(Provided data)
PR #1032, opened 2025-05-26
List what parameters can be repeated in IANA table

### LINKED ISSUE #1004: Clearly indicate which parameters can have duplicates
We have a bunch of parameters like MAX_CACHE_DURATION for which we don't define if duplicates are allowed or not.

Maybe the IANA section for that should have a "duplicates allowed" for each of those.

ianswett:
When we make an IANA registry.

Fixes #1004

### DIFF
--- a/draft-ietf-moq-transport.md
+++ b/draft-ietf-moq-transport.md
@@ -3426,7 +3426,7 @@ TODO: fill out currently missing registries:
 
 * MOQT version numbers
 * Setup parameters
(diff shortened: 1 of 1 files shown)


afrind:
Is this really fixing 1004 just by adding a TODO?

ianswett:
It is clear which parameters can be repeated, so I think the only action to take for right now is to add a TODO?

afrind (approved):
(End Provided data)
The output consists solely of the lines from the line that contains "Fixes #1004" through the final line of the data.

§ Output below:
Fixes #1004

### DIFF
--- a/draft-ietf-moq-transport.md
+++ b/draft-ietf-moq-transport.md
@@ -3426,7 +3426,7 @@ TODO: fill out currently missing registries:
 
 * MOQT version numbers
 * Setup parameters
(diff shortened: 1 of 1 files shown)


afrind:
Is this really fixing 1004 just by adding a TODO?

ianswett:
It is clear which parameters can be repeated, so I think the only action to take for right now is to add a TODO?

afrind (approved):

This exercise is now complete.